Dès lors, l’ado a confié avoir appelé Charest, qu’il était venu la chercher à l’école, qu’il l’avait conduite à Montréal pour se faire avorter et qu’il l’avait ensuite ramenée chez ses parents.

Selon la jeune femme, Charest lui aurait ensuite fourni une prescription pour une pilule contraceptive.

Des promesses

Tout a commencé alors que l'adolescente avait 14 ans. Lors d'un voyage de ski en Italie, elle et Charest auraient échangé un premier baiser.

Bertrand Charest aurait plus tard dit à la sixième victime alléguée qu’elle était la femme de sa vie et qu’ils auraient des enfants un jour ensemble, a-t-on appris lors du procès.

L’adolescente, qui a décidé d’arrêter complètement le ski à 16 ans, a confié qu’elle n’était pas bien dans sa peau à cette époque, mais qu’elle voulait être avec son entraîneur.

Des menaces

La jeune femme a raconté qu’elle avait été menacée par Charest pendant qu’ils entretenaient leur relation intime.

«Si quelqu’un apprend ça, je vais aller en prison», aurait dit l’entraîneur de ski à l’adolescente, selon son témoignage.

La sixième victime alléguée a parlé de son avortement pour la première fois il y a seulement deux ans.

Elle soutient avoir eu besoin d’aide psychologique après sa relation amoureuse avec Bertrand Charest.
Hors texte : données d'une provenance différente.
PR #2513, opened 2025-04-24
feat(components): Add Default Activator Ref to Combobox

ZakaryH:
## Motivations

Recently we added `ref` to `Chip` so that if you are using a Combobox to make a selection that is required on a form, specifically Zod + RHF though a similar effect could be achieved other ways, we'd have a ref to register with the form to scroll to and focus.

The only way to provide a ref would be thru a custom activator, which is not ideal if all you want is the default activator with a ref. Having to rebuild the activator just to access that isn't great.

So, to allow for the default to have a ref we're adding a `defaultActivatorRef` prop. The intent of the name is to communicate that it is ONLY going to work if you are using the default activator since the way COmbobox works is that if you want to override the default you provide `Combobox.Activator`, if you want the default you do not provide one at all.

### Added

`defaultActivatorRef` to top level `Combobox` to pass a ref to the `Chip` we use as the default activator

### Changed

- 

### Deprecated

- 

### Removed

- 

### Fixed

- 

### Security

- 

## Testing

Changes can be

---

Random photo of Atlantis

### DIFF
--- a/packages/components/src/Combobox/Combobox.types.ts
+++ b/packages/components/src/Combobox/Combobox.types.ts
@@ -62,7 +62,7 @@ export interface ComboboxProps {
   /**
    * A ref to the default activator button element.
    */
-  readonly defaultActivatorRef: React.RefObject<HTMLButtonElement>;
+  readonly defaultActivatorRef?: React.RefObject<HTMLButtonElement>;
 }
 
 export interface ComboboxCustomActivatorProps {
@@ -107,7 +107,7 @@ export interface ComboboxActivatorProps {
 export interface ComboboxTriggerProps
   extends Pick<ComboboxContentProps, "selected"> {
   readonly label?: string;
-  readonly activatorRef: React.RefObject<HTMLButtonElement>;
+  readonly activatorRef?: React.RefObject<HTMLButtonElement>;
 }
 
 export interface ComboboxOptionProps {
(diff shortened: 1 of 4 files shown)


packages/components/src/Combobox/Combobox.types.ts
```diff
@@ -58,6 +58,11 @@ export interface ComboboxProps {
    * Should the Combobox display the loading state.
    */
   readonly loading?: boolean;
+
+  /**
+   * A ref to the default activator button element.
+   */
+  readonly defaultActivatorRef?: React.RefObject<HTMLButtonElement>;
```
MichaelParadis, line 65: Minor comment, I think this should should `React.Ref<HTMLButtonElement>` because the ref might be a callback ref (this is what RHF uses). That way consumers don't need to cast it

packages/components/src/Combobox/Combobox.types.ts
```diff
@@ -102,6 +107,7 @@ export interface ComboboxActivatorProps {
 export interface ComboboxTriggerProps
   extends Pick<ComboboxContentProps, "selected"> {
   readonly label?: string;
+  readonly activatorRef?: React.RefObject<HTMLButtonElement>;
```
MichaelParadis, line 110: Minor comment, I think this should should React.Ref<HTMLButtonElement> because the ref might be a callback ref (this is what RHF uses). That way consumers don't need to cast it

MichaelParadis (changes requested):
Minor changes on the Ref type for ease of use with other libraries like RHF

packages/components/src/Combobox/Combobox.types.ts
ZakaryH: that's fair. I'm fine to change that here if it's the more flexible implementation

though worth noting that's not typically what we use, so we might need to make some updates to other components someday

image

La jeune femme dit avoir souffert de manque de confiance en elle et avoir eu des pensées suicidaires.

Bertrand Charest fait face à 57 chefs d'accusation impliquant 12 victimes mineures.

Charest a été entraîneur pour des équipes provinciales de ski alpin au début des années 1990, avant d'être nommé pour mener l'équipe junior féminine canadienne en 1995.

Au moment de son arrestation en mars 2015, il était entraîneur de ski au mont Blanc, à Saint-Faustin-Lac-Carré, dans les Laurentides.